Evangile de Jésus-Christ selon saint Matthieu
Mt 21, 33-43

Jésus disait aux chefs des prêtres et aux pharisiens : « Écoutez une autre parabole : Un homme était propriétaire d'un domaine; il planta une vigne, l'entoura d'une clôture, y creusa un pressoir et y bâtit une tour de garde. Puis il la donna en fermage à des vignerons, et partit en voyage. Quand arriva le moment de la vendange, il envoya ses serviteurs auprès des vignerons pour se faire remettre le produit de la vigne. Mais les vignerons se saisirent des serviteurs, frappèrent l'un, tuèrent l'autre, lapidèrent le troisième.
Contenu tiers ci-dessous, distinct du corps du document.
PR #6925, opened 2023-06-16
Fix `selector-anb-no-unmatchable` performance

romainmenke:

No, it's self-explanatory.

-----

before : 

```
Warnings: 0
Mean: 171.01108333333332 ms
Deviation: 11.09835497913841 ms
```

after :

```
Warnings: 0
Mean: 115.6843908125 ms
Deviation: 7.734276833118593 ms
```

### DIFF
--- a/lib/utils/hasANPlusBNotationPseudoClasses.js
+++ b/lib/utils/hasANPlusBNotationPseudoClasses.js
@@ -5,13 +5,11 @@ const {
 	aNPlusBOfSNotationPseudoClasses,
 } = require('../reference/selectors');
 
-const HAS_A_N_PLUS_B_NOTATION_PSEUDO_CLASSES = new RegExp(
-	`\\b:(?:${[
-		...aNPlusBNotationPseudoClasses.values(),
-		...aNPlusBOfSNotationPseudoClasses.values(),
-	].join('|')})\\(`,
-	'i',
-);
+const classes = [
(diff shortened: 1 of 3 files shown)


lib/utils/hasANPlusBNotationPseudoClasses.js
```diff
@@ -0,0 +1,24 @@
...
+	aNPlusBOfSNotationPseudoClasses,
+} = require('../reference/selectors');
+
+const HAS_A_N_PLUS_B_NOTATION_PSEUDO_CLASSES = new RegExp(
+	`\\b:(?:${[
+		...aNPlusBNotationPseudoClasses.values(),
+		...aNPlusBOfSNotationPseudoClasses.values(),
+	].join('|')})\\(`,
+	'i',
+);
```
ybiquitous, line 14: [suggest] How about using a local variable to improve readability for the regex like this?

```suggestion
const classes = [
	...aNPlusBNotationPseudoClasses.values(),
	...aNPlusBOfSNotationPseudoClasses.values(),
].join('|');
const HAS_A_N_PLUS_B_NOTATION_PSEUDO_CLASSES = new RegExp(`\\b:(?:${classes})\\(`, 'i');
```

romainmenke: yes, much better, thank you 🙇

ybiquitous (approved):
Thank you, LGTM 👍🏼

De nouveau, le propriétaire envoya d'autres serviteurs plus nombreux que les premiers ; mais ils furent traités de la même façon. Finalement, il leur envoya son fils, en se disant : 'Ils respecteront mon fils.' Mais, voyant le fils, les vignerons se dirent entre eux: 'Voici l'héritier: allons-y! tuons-le, nous aurons l'héritage!' Ils se saisirent de lui, le jetèrent hors de la vigne et le tuèrent.
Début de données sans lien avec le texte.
Issue #4057, opened 2019-04-26
Fix false positives for escaped multi-line in `string-no-newline`


AlexWayfer:
> Clearly describe the bug

I want to split large strings for aesthetic reasons with enabled `string-no-newline` rule.

There is the quote from [the specs](https://www.w3.org/TR/CSS2/syndata.html#strings), including:

> And also: "It is possible to break strings over several lines, for aesthetic or other reasons, but in such a case the newline itself has to be escaped with a backslash (\)."

But for some reason escaped newlines are forbidden in Stylelint.

> Which rule, if any, is the bug related to?

`string-no-newline`

> What CSS is needed to reproduce the bug?

```css
background-image: url(
  "data:image/svg+xml;utf8,\
  <svg fill='black' height='24' \
    viewBox='0 0 24 24' width='24' \
    xmlns='http://www.w3.org/2000/svg'\
  ><path d='M7 9l5 5 5-5z'/></svg>"
);
```

> What stylelint configuration is needed to reproduce the bug?

```yaml
extends: stylelint-config-standard
```

> Which version of stylelint are you using?

`9.10.1`

> How are you running stylelint: CLI, PostCSS plugin, Node.js API?

CLI with `stylelint assets/styles/`.

> Does the bug relate to non-standard syntax (e.g. SCSS, Less etc.)?

No.

> What did you expect to happen?

No warnings to be flagged.

> What actually happened (e.g. what warnings or errors did you get)?

The following warnings were flagged:

```shell
 116:197  ✖  Expected line length to be no more than 80 characters                                               max-line-length
```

Eh bien, quand le maître de la vigne viendra, que fera-t-il à ces vignerons?» On lui répond : «Ces misérables, il les fera périr misérablement. Il donnera la vigne en fermage à d'autres vignerons, qui en remettront le produit en temps voulu.» Jésus leur dit: «N'avez-vous jamais lu dans les Écritures: La pierre qu'ont rejetée les bâtisseurs est devenue la pierre angulaire. C'est là l'oeuvre du Seigneur, une merveille sous nos yeux! Aussi, je vous le dis: Le royaume de Dieu vous sera enlevé pour être donné à un peuple qui lui fera produire son fruit.»
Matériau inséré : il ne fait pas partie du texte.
PR #7819, opened 2024-07-03
Do not return the range of the replaced text

Mouvedia:

#7784

None of the proposals that are being retained have `fix` returning the range of the replaced text.
The return type of `fix` doesn't have to be changed for now.


romainmenke (approved):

Nouvelle homélie : Des murailles à franchir
Michel Jondot

Le visage du pauvre
Christine Fontaine

Un jardin appelé la terre
Michel Jondot


Des murailles à franchir

Construire des murailles

Un mur de 4,5 mètres de haut est construit aux Etats-Unis pour empêcher les migrants venus du Mexique de pénétrer dans le pays et troubler la tranquillité de ses habitants. Il devrait s’étendre sur 3200 km. Une sorte de forteresse de 700 km enferme, en Israël, les territoires conquis par la guerre pour se protéger des intrusions palestiniennes. Plusieurs pays occidentaux exigent qu’on ferme les frontières de l’Europe et qu’on renvoie dans leurs pays tous ceux qui y sont entrés en quête du pain de chaque jour qu’ils ne peuvent trouver chez eux.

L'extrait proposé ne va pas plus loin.